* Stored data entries
PR #957, opened 2025-07-10
Fallback to system env vars if none are provided

THardy98:
## What was changed
Update env config to fallback to system env vars if none are explicitly provided.

## Why?
This should be the default behaviour

1. How was this tested:
Small test


cretz (approved):
Looks great!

* Work item
What is the number of lines in the data that include "vars"? Respond with that number and no other text.

* Finished exercise
2